Corinthian College, the company that owns three for profit colleges, including Everest, WyoTech, and Heald, may close its doors. Due to a federal investigation over some serious allegations, the Department of Education has put a 21 day freeze on federal student loan payments going to the college because the college hasn’t addressed several serious allegations. For a normal college this may not be as big of an issue, but Corinthian states that the 21 days without the cash may cause it to close down and of course seriously screw over its current students.
The Situation with Corinthian College
Corinthian College has three major accusations against them. They are being accused of changing student grades, falsifying the data on student employment post graduation, and altering attendance records. Corinthian college also has been accused of having a predatory business model. They target low income students, sell them by presenting the above mentioned job placement data, then get them signed up for a combination of federal grants and student loans.
All of these are serious issues that bring the integrity of those running this institution into question. Another major problem with Corinthian college is that most of their courses are non-transferable. They tell you in their ads in fine print, but they go by so fast most people miss them. They certainly won’t tell you loudly and explain the ramifications of such a system. Basically if the college closes down or you want to change schools, you lost everything you worked for.
Corinthian College Financials
So Corinthian College states that going this 21 days without cash from the Department of Education may cause them to shut down, because they aren’t prepared for this financial hardship. Most for profit colleges have multiple sources of income. Apparently Corinthian is heavily reliant on DOE money.
For an institution that has total revenue of $1.6 Billion 21 days of cash would be $92 million. Having a 3 month cash cushion would be $395 million. How much cash does Corinthian College have on hand? According to their 2013 Income statement, which shows their position on June 30 2013, they had only $46 million of cash, which would make it difficult to weather a 21 day freeze in revenue.

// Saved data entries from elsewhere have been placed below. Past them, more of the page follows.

Issue #3572, opened 2026-04-27
security: default config encourages 0.0.0.0:4545 without enforced auth


houko:
## Summary
Init template comments suggest flipping the bind to `0.0.0.0:4545` while runtime only **warns** when the bind is non-loopback and `api_key` is empty. On hosts that share loopback (multi-tenant containers, Codespaces / Devcontainers exposing `127.0.0.1` to the host, SSH local-forwards from another user), this combination yields full unauthenticated admin access — including the RCE path in the hands install endpoint.

## Evidence
- `crates/librefang-cli/templates/init_default_config.toml:7`
  ```toml
  api_listen = "127.0.0.1:4545"  # Local-only; use "0.0.0.0:4545" to expose on LAN/remote
  ```
- Test fixtures bind `0.0.0.0:4545`: `crates/librefang-kernel/src/config.rs:359, 408, 610`
- `crates/librefang-api/src/server.rs:917-940` — only `warn!`s, doesn't refuse to start
- `middleware.rs:483-485` — loopback callers get anonymous-trusted access

## Suggested fix
Refuse to start (instead of warning) when the resolved bind is non-loopback AND `api_key` / `user_api_keys` / `dashboard_auth` are all empty AND `LIBREFANG_ALLOW_NO_AUTH` is unset. Remove the "use 0.0.0.0:4545" suggestion from the default template comment; require an explicit opt-in flag.

---
_Reported by automated multi-agent code review (security / concurrency / architecture / performance / testing). Evidence is grep-verified file:line; please re-confirm before fixing._

houko:
Fixed by #4203 (merged). Closing.

Issue #1034, opened 2026-03-17
Feature: Implement Provider Capability System


houko:
---
name: Feature request
about: Suggest an idea for this project
title: 'Feature: Implement Provider Capability System'
labels: 'enhancement'
assignees: ''
---

**Is your feature request related to a problem? Please describe.**
A clear description of what the problem is. Ex. I'm always frustrated when [...]

**Describe the solution you'd like**
A clear description of what you want to happen.

**Describe alternatives you've considered**
A clear description of alternative solutions or features you've considered.

**Additional context**

---

**Feature Request: Provider Capability System**

## Summary
Implement a provider capability system for defining API compatibility modes.

## Motivation
OpenClaw has provider capabilities for different API modes. Librefang should implement similar capability system.

### Phase 1: Capability Types
- ProviderCapabilities type
- anthropicToolSchemaMode
- anthropicToolChoiceMode
- providerFamily

### Phase 2: Registry
- Provider registry
- Capability lookup
- Default capabilities

### Phase 3: Features
- Model-specific hints
- Tool call modes
- Thinking signatures

## Acceptance Criteria
- [ ] ProviderCapabilities type
- [ ] Provider registry
- [ ] Capability lookup
- [ ] Model hints

## References
- OpenClaw: `src/agents/provider-capabilities.ts` - Provider capabilities
- OpenClaw: `src/providers/` - Provider implementations

PR #6667, opened 2026-07-30
feat(api): give the master api_key env/vault indirection and a hashed form, and close the hash-only WS/terminal auth bypass

### LINKED ISSUE #6613: The daemon's own api_key is the only credential class with neither env indirection nor hashing — plaintext in config.toml is the only option
`KernelConfig.api_key` is the master credential for the whole API — with it, every endpoint outside `/api/health` is reachable. It is also the one credential in the config that has no alternative to being stored in cleartext on disk.

```rust
/// API authentication key. When set, all API endpoints (except /api/health)
/// require a `Authorization: Bearer <key>` header.
/// If empty, the API is unauthenticated (local development only).
pub api_key: String,
```

Searched current `main` (`cb7608d9`) for an escape hatch and found none: no `LIBREFANG_API_KEY` read anywhere in `crates/*/src`, no vault resolution for this field at boot, no `*_env` sibling. The middleware reads the configured value directly. So the only way to run an authenticated daemon is to have the working secret sitting in `config.toml`.

## What makes this stand out is that both mechanisms already exist here

**Env indirection** — `api_key_env` appears nine times across the config types (default model, provider entries, credential pools, TTS, embeddings, …). Every third-party credential the daemon consumes can be sourced from the environment, and therefore from the vault via the existing loader. The daemon's own key is the exception.

**Hashing at rest** — two other credential classes are already hashed:

- `UserConfig.api_key_hash: Option<String>` — per-user API keys are stored hashed.
- `dashboard_pass_hash` — and `crates/librefang-api/src/password_hash.rs` documents a complete migration path that was already executed for exactly this shape of problem:

  > Supports transparent migration from legacy plaintext passwords:
  > - If `dashboard_pass_hash` is set (Argon2id PHC string), verify against it.
  > - If only `dashboard_pass` is set (plaintext/vault), fall back to constant-time plaintext comparison and return the Argon2id hash for transparent upgrade.

So the project has already decided, twice, that a verifiable credential should not sit in cleartext — and has shipped the transparent-upgrade pattern to get there without breaking existing installs. The master key just never got the same treatment.

## Why it matters in practice

Verification is a comparison against a presented bearer token, so nothing about the daemon's use of this value requires it to be recoverable — `api_key_hash` would work exactly like `dashboard_pass_hash`.

The client side is a separate need: local MCP servers and scripts have to *send* the key, so they need the plaintext from somewhere. That is what `api_key_env` would solve — the operator puts the value in the vault and references it by name, the same way every provider key already works.

Concretely, on our host the value appears in cleartext in `config.toml`, in an MCP server's script as a hardcoded fallback default, and in that script's header documentation — and the config file shipped with mode `0644` until we noticed and tightened it. None of that is the daemon's fault, but none of it has a supported alternative either.

## Suggested fix

Either half is useful on its own; together they close it:

1. **`api_key_hash`**, following `password_hash.rs` verbatim — including the transparent upgrade, so an existing plaintext `api_key` keeps working and is replaced by its hash on first successful auth.
2. **`api_key_env`**, following the nine existing sites, so the working value can live in the vault and be referenced by name for the clients that must transmit it.

If there is a reason the master key was deliberately left out of both — some bootstrap ordering constraint where auth must be live before the vault is unlocked, say — that would be worth a comment on the field, since the current shape reads as an oversight rather than a decision.

## Environment

- Deployed `v2026.7.21`; field and middleware unchanged on current `main` (`cb7608d9`).

Happy to test a patch.

houko:
`KernelConfig.api_key` was the one credential class in the config with neither env indirection nor a hashed form, so the only way to run an authenticated daemon was to keep the working secret in cleartext in `config.toml` — a file the daemon itself rewrites, so it can never be a read-only Kubernetes Secret mount. Both mechanisms already existed for other credentials (`api_key_env` on nine provider fields, `dashboard_pass_hash` and `users[].api_key_hash` for hashing at rest, including the transparent-upgrade pattern). This adds both to the master key.

Closes #6613

### `api_key` env / vault indirection

- `api_key` now resolves through the same three steps the dashboard credentials use: `LIBREFANG_API_KEY`, then a `vault:NAME` prefix, then the literal value. `resolve_dashboard_credential` is renamed `resolve_credential` since the mechanism was never dashboard-specific.
- Resolution happens per auth snapshot rather than once at boot, so `POST /api/config/reload` no longer clobbers an env-sourced or vault-sourced key by re-reading `config.toml` from disk.
- The outbound leg is fixed too: `build_mcp_bridge_cfg` (the bearer CLI drivers send back to the daemon's own `/mcp`) now applies the same env / `vault:` resolution. It previously handed the bridge the literal string `vault:name`, which no daemon would accept, and after a reload handed it an empty key on an env-only deployment.

### `api_key_hash`

- New `KernelConfig.api_key_hash`, verified after the constant-time comparison against `api_key` misses. Accepts `$sha256$…` and `$argon2id$…`, dispatched by prefix exactly as `users[].api_key_hash` already is.
- Redacted in the `Debug` impl. The hash is the verifier: anyone who reads it can paste it into their own config and authenticate.
- Transparent upgrade: the first request that authenticates against a plaintext-only `api_key` writes a hash of it to a mode-0600 `$LIBREFANG_HOME/api-key-hash.upgrade-hint` and logs a pointer to the file. Gated once per process, and gated on the presented token actually being the master key — a dashboard session token also rides in the `api_key_lock` composite, and hashing one into an `api_key_hash` hint would tell the operator to configure a credential they never chose and that expires.
- New `librefang hash-api-key` produces the value. `--generate` mints a fresh 256-bit key and prints it beside its hash; without the flag it hashes a key you already have. Recommending a format that no tool in the repo could produce would not have been advice.

### SHA-256 for the master key, Argon2id for the dashboard password

The two look inconsistent and are not, so the reasoning is recorded in a doc comment on `middleware::MasterKeyState` and on the `api_key_hash` field rather than left implicit:

- `dashboard_pass` is human-chosen and low-entropy. A memory-hard KDF is what makes an offline dictionary attack uneconomic, so Argon2id is correct there and stays.
- The master `api_key` is a machine-generated bearer token. There is no dictionary to enumerate, so the KDF buys nothing against an offline attacker and charges its cost to every request instead. That cost is ~50-100 ms of CPU per verify by construction, and with `api_key` unset *every* presented token reaches the verify — including every wrong one, from an unauthenticated caller, on paths with no login-attempt limiter. A fast constant-time hash over a high-entropy secret is the standard bearer construction, and it is already what this codebase reached for: `hash_device_token` hashes paired-device bearers with `$sha256$` and argues the same point.

Applied coherently: the upgrade hint writes `$sha256$`, `hash-api-key` produces `$sha256$`, the field docs and the ops table recommend `$sha256$`, and `$argon2id$` stays accepted for a hand-written value or a deliberately short human-memorable key.

- `master_hash_matches` is now `async` and dispatches on the stored hash via the new `password_hash::is_cheap_to_verify`: `$sha256$` verifies inline, `$argon2id$` goes to `spawn_blocking`. So whichever format an operator picks, the verify never stalls a tokio worker — which also closes the remote CPU-exhaustion shape, since a garbage bearer against a `$sha256$` deployment now costs one SHA-256.

### WebSocket / terminal auth bypass (the reason this needed a second pass)

Both upgrade paths derived "is auth configured?" as `!valid_api_tokens(..).is_empty()`. That was a sound proxy only while `api_key` was the single way to configure a master key: a daemon whose key exists solely as `api_key_hash` lists no plaintext token, so the expression reported it as unauthenticated. The terminal path then drove `decide_auth` past its reject branch into `LocalBypass` — unauthenticated shell access on a daemon the operator believes is bearer-gated — and the WebSocket path skipped its whole auth block, re-opening the openfang #1034 B2 branch for the new config shape. A caller presenting the *correct* key was rejected at the same time, because there was nothing to compare against.

- Both sites now share one `server::master_auth_required` derivation and fall back to verifying the presented token against `api_key_hash`.
- That derivation takes the **live auth handles** (`api_key_lock` + `MasterKeyState::hash`) — the same two the HTTP middleware reads — instead of re-resolving from a config snapshot. Re-resolving per connection meant a `vault:NAME` master key cost a `CredentialVault` construction, an OS keyring read, and an AEAD file decrypt on every WS and terminal upgrade, twice each (once directly, once inside `valid_api_tokens`), on paths reachable before any credential has been presented. The handles are rewritten from one snapshot by `refresh_master_credential`, so they track the same reload generation without the per-connection cost.
- The `\n`-joined-composite compare is now one function, `server::matches_master_token`, used by all three surfaces instead of being spelled out inline in each.

### Reload reaches the middleware

`api_key_lock` was written only at boot and on a dashboard credential change, so an `api_key` edited in `config.toml` kept authenticating with the old value until restart — even though `build_reload_plan` classified the field as effective-immediately. `refresh_master_credential` now runs on `POST /api/config/reload`, on the config-file watcher tick, and on a dashboard credential change, writing both handles from one snapshot so a reader can never see a new plaintext beside a stale hash.

### Callers that read `api_key` directly and were wrong for the new shapes

Each of these reported "no auth" for a daemon that is in fact bearer-gated:

- `server.rs::any_auth_configured` (the #3572 boot-time bind guard) — would have refused to start, or started open, on a hash-only or env-only deployment.
- `routes/config/security.rs::security_status` — reported `localhost_only`.
- `server.rs::dashboard_auth_check` — reported mode `none` / `credentials`, hiding the API-key entry field the operator needs. It also open-coded the dashboard-credential test and read `config_ref()` rather than `auth_snapshot()`, observing a different hot-reload generation than the middleware enforces; both halves now go through the shared helpers. This endpoint is on the unauthenticated `is_public` allowlist, so it takes the master credential from the live handle (`MasterKeyState::is_configured`) rather than re-resolving — otherwise an anonymous caller could drive a keyring read plus an AEAD vault decrypt per request. Same for `security_status`.
- `librefang-cli status --verbose` — told an operator who had migrated to `api_key_hash` that their daemon had no auth at all.
- `evaluate_bind_auth_safety`'s refusal message listed only `api_key`, dashboard credentials, and `[[users]].api_key_hash`, while `any_auth_configured` directly above it also accepts a master `api_key_hash`, an env-sourced key, and paired devices. It now names every accepted form, with a test that fails if the two drift again.

## Verification

Run locally through the repo's sanctioned Docker dev image (`Dockerfile.rust-dev`, per-worktree target volume), scoped per CLAUDE.md — no unscoped workspace runs:

```
cargo check -p librefang-api --lib                     # Finished
cargo check -p librefang-types --lib                   # Finished
cargo check -p librefang-cli --bins                    # Finished
cargo check -p librefang-api -p librefang-testing --tests   # Finished
cargo test  -p librefang-api --lib                     # 916 passed; 0 failed
```

Remaining lanes (`librefang-kernel`, the integration binaries including the new `hash_only_master_key_ws_auth`, `librefang-cli`'s `i18n_checks`, workspace clippy) are left to CI. `cargo check --tests` compiles all of them, so this is a run-time rather than a compile-time gap. The shared 16 GB Docker VM carried up to twelve concurrent cargo jobs from parallel sessions during this work and one link step was already OOM-killed (`collect2: fatal error: ld terminated with signal 9`); serialising more link-heavy runs locally buys nothing CI does not do better.

New tests, by what they pin:

`middleware.rs::tests` — the auth middleware against a hash-only snapshot:
- `hash_only_master_key_authenticates_the_matching_bearer`
- `hash_only_master_key_rejects_a_wrong_bearer`
- `hash_only_master_key_rejects_a_missing_bearer_from_loopback`
- `hash_only_master_key_rejects_an_empty_bearer`

`middleware.rs::tests` — the transparent-upgrade machinery, which had no coverage at all:
- `upgrade_hint_names_both_config_fields_and_verifies_the_key`
- `upgrade_hint_writes_the_cheap_to_verify_hash_format`
- `upgrade_hint_file_is_owner_only` (unix)
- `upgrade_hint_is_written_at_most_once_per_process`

An emergency fund is essential for every business, but it is even more important for a business with the lions share of its income derived from one source. Due to not having an emergency fund (and being investigated for some really shady practices), this company that employs 15,200 people and has 81,200 students may shut down. Having some fiscal disciple could have prevented this. And because most of their programs have a non-transferable credit system, the students are SOL. You worked hard and are almost finished with a degree? Oh well. The silver lining is that student loans in this situation may be forgiven. For the few people who paid their way through, they really get screwed. Can you imagine going to school for two years and then losing all your effort because the school closed down?
In the 2013 Annual Report to Shareholders, Corinthian states “In fiscal 2013, two of our institutions did not meet ED’s 90/10 Rule, which requires that no more than 90 percent of an institution’s revenue be derived from federal student financial aid (i.e. Title IV) programs. An institution must exceed the 90 percent threshold for two consecutive years before it loses such funding. Last fiscal year, two other institutions exceeded the 90 percent threshold, but as expected, they did not exceed the threshold for a second time. We continue to believe that the 90/10 rule is bad public policy that leads to higher tuition and other negative consequences for low income students.”
This shows just how reliant the college is on government money, and their position is that they should be allowed to be even more reliant on it.
The vast majority of the money that Corinthian College brings in is from the Federal Government. Why? Because their tuition is so expensive that very few people would pay for it out of pocket. Here are the rates discussed in the same 2013 annual report.
Associate degrees, ground schools—$40,000.
Associate degrees, online (full-time student)—$34,000.
$40,000 for an associates degree. The healthcare and trades programs are one year programs. This makes Corinthian College more expensive than a state university. Michigan State University for instance charges $12,900 a year in tuition, making an associates degree $26,000 compared to $40,000. The best way to go is still a community college, with the sticker price of an associates degree at Lake Michigan College at $7,860. This makes Corinthian College 5 times more expensive than community college. Oh, and by the way, community college credits are largely transferable. Always dig to find out what the real costs are. The fact that on the website for Everest college they do not list their tuition rates should alone be a red flag. I was able to get a Bachelor’s degree for $13,000 so $40,000 for an associates degree is just crazy to me/
Having an emergency fund is of extreme importance. Can you imagine running a company and due to a lack of income for under a month over 15,000 people would lose their jobs and 80,000 students would lose all their effort? I couldn’t imagine having that on my conscious. Corinthian College could have set up an emergency fund. They chose to whittle away their cash position over the past 4 years. They chose not to add to the cash they had.
In business, as in our personal life’s we don’t know what emergencies will pop up, only that they will. Having cash on hand allows for options. The mis-management of Corinthian College painted the company into a corner and now their employers and students will have to pay a price.
What do you think about Corinthian College? Has anyone attended any of their schools?